# Noise reduction for Dust Collector



## leftcoaster (Jan 1, 2016)

Hi,

I have a Laguna C|Flux 1.5 horse dust collector.

I keep it in an alcove that is 6' deep and 3.5' wide. THat's just enough for me to access the side of it for a bag change at the rear. The chip bin is easily pulled forward and out for more frequent emptying.

I have ABS ducting exiting at the ceiling.

I'd like to do "whatever it takes" to reduce noise from this thing.

Air in the shop is not conditioned. I can not put the unit outside.

I can build a bifold door at the front of the alcove and load it with Roxul rock wool insulation: the door would be hinged 16" 1×4 bays on casters. I had good results with Roxul in a shop vac box.

I can hang more Roxul filled panels on the walls of the alcove.

I built a few of these already and tried them around the filter and where a door would go (I did not build the whole thing). I saw no reduction in dB.

The ducting exiting the alcove at the ceiling is an issue-I can't really enclose that very effectively. I guess I could put some kind of non-folding header up there and stuff Roxul around the ducting.

I do need a place for air to return: perhaps there would be enough space under casters on the bifold?

What can I reasonably expect to achieve by doing this and am I overlooking other more obvious opportunities? For example, should I build a smaller, baffled crate around the collector. I'm worried about overheating in that way.

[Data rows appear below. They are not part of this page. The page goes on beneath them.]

PR #8320, opened 2026-06-09
fix(a11y): FileWidget and RegistryImageWidget a11y improvements - backport

Wagner3UB:
Backport of https://github.com/plone/volto/pull/7982 from Volto 19 to Volto 18, with an additional fix for the screen reader announcement when a file is already present.

## Changes

- **FileWidget**: added `role="button"`, `aria-labelledby`, and `aria-describedby` to the dropzone container for proper keyboard and screen reader support
- **FileWidget**: label is now `aria-hidden` with `stopPropagation` on click to prevent double file dialog opening
- **FileWidget**: hidden status span announces upload instructions, required state, and current filename to screen readers
- **FileWidget**: distinguishes between "open file browser" and "replace existing file" in the screen reader announcement depending on whether a file is already uploaded (improvement over the original v19 PR)
- **FileWidget**: `aria-required` and `aria-invalid` added to the file input
- **FileWidget**: download link now has a descriptive `aria-label` with the filename
- **FileWidget**: new `fieldSet` prop to correctly build the `aria-labelledby` reference
- **RegistryImageWidget**: updated `editFile` message to match new wording
- **main.less**: added `padding-bottom: 1rem` to `.file-widget-dropzone`
- **locales**: translated all new/updated strings across 65 languages


packages/volto/news/8320.bugfix
```diff
@@ -0,0 +1 @@
+Improved accessibility of FileWidget and RegistryImageWidget: added proper ARIA roles, labels, and screen reader announcements for the dropzone area, required state, and file download link. @Wagner3UB
```
stevepiercy:
```suggestion
Improved accessibility of `FileWidget` and `RegistryImageWidget`: added proper ARIA roles, labels, and screen reader announcements for the dropzone area, required state, and file download link. @Wagner3UB
```

packages/volto/locales/volto.pot
```diff
@@ -2843,11 +2862,6 @@ msgstr ""
 msgid "Preferences"
 msgstr ""
 
-#. Default: "Press Enter to browse files from your computer."
-#: components/manage/Widgets/FileWidget
-msgid "Press Enter to browse files from your computer."
-msgstr ""
-
```
stevepiercy: IIRC, changing or removing the `msgid` is a breaking change.

packages/volto/src/components/manage/Widgets/FileWidget.jsx
```diff
@@ -60,8 +60,21 @@ const messages = defineMessages({
     defaultMessage: 'File is not of the accepted type {accept}',
   },
   dragAndDropActionA11y: {
-    id: 'Press Enter to browse files from your computer.',
-    defaultMessage: 'Press Enter to browse files from your computer.',
+    id: 'File upload area. Press Enter to open the file browser',
+    defaultMessage: 'File upload area. Press Enter to open the file browser',
```
stevepiercy: IIRC, changing or replacing the `msgid` is a breaking change.

stevepiercy (changes requested):
A sprinkling of MyST markup, and a concern to address.

This needs a technical review as well.

packages/volto/locales/volto.pot
Wagner3UB: Not good! Or... not ideal! I will think on a solution! Thanks @stevepiercy

Wagner3UB: @stevepiercy Add new ones is a problem too?

stevepiercy: Adding new ones is OK. The core issue is that add-ons might depend on a translation's `msgid`, and if you delete or change it, then that could break their add-on.

stevepiercy (approved):
Yay! `msgid`s preserved. LGTM. Thank you!

packages/volto/src/components/manage/Widgets/FileWidget.jsx
```diff
@@ -36,11 +36,13 @@ const messages = defineMessages({
...
     id: 'Drop file here to replace the existing file',
-    defaultMessage: 'Drop file here to replace the existing file',
+    defaultMessage:
+      'File upload area. Press Enter or click to replace the existing file',
   },
   fileDrag: {
     id: 'Drop file here to upload a new file',
-    defaultMessage: 'Drop file here to upload a new file',
+    defaultMessage:
+      'File upload area. Press Enter or click to open the file browser',
```
wesleybl: Why is the message different from the main branch? If so, it would be good to change it in the main branch as well.

wesleybl (changes requested):
I noticed that the text has changed since the PR on the main branch. I think that, for consistency and to facilitate future backports, the text should be the same. If that's the case, we need to update the text on the main branch.

Wagner3UB:
> I noticed that the text has changed since the PR on the main branch. I think that, for consistency and to facilitate future backports, the text should be the same. If that's the case, we need to update the text on the main branch.

@wesleybl You are right. But the problem isn't here, its in the 19 version: https://github.com/plone/volto/pull/8334

stevepiercy (approved):

Wagner3UB:
> I noticed that the text has changed since the PR on the main branch. I think that, for consistency and to facilitate future backports, the text should be the same. If that's the case, we need to update the text on the main branch.

@wesleybl Here we are good to go. I did a fix on the main PR to be like this one. We can continue.

wesleybl (approved):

Sorry this is overly long-grateful for ideas!


----------



## leftcoaster (Jan 1, 2016)

PS, it has to be a bifold door-I can't tie up the area outside the alcove with clearance for the arc of a full door.


----------



## Hermit (Oct 9, 2014)

A picture of your area would be helpful


----------



## JBrow (Nov 18, 2015)

Leftcoaster,

Mufflers sold or included with cyclone dust collectors seem to universally reside between the impeller housing and the filter. It makes sense to me that most of the noise originates at the impeller and is carried mostly by exiting air. Oneida sells a muffler and their claim is 3 db to 6 db noise reduction while Grizzly simply claims "significant" noise reduction. However I do not think these products would work for you but do demonstrate where manufacturers focus some of their noise abatement efforts. Since our central vacuum system is outfitted with a muffler, I can say for sure that a muffler at the exhaust reduces noise by an impressive amount. As a result, this would be a good place to start.

The Laguna dust collector does not make inserting a muffler between the impeller and the filters very easy. Perhaps wrapping the impeller housing (leaving plenty of room for the motor to breath) and the connection of the impeller to the filters (plenum?) with sound abating insulation may be worth a first try; before proceeding with your plan. If lucky, that may be enough to get the noise reduction to want. Although I have not seen or heard of anyone doing so, attaching a layer of rubber to the impeller housing, plenum, and perhaps even to the cyclone body before insulating could absorb some noise before it reaches the insulation.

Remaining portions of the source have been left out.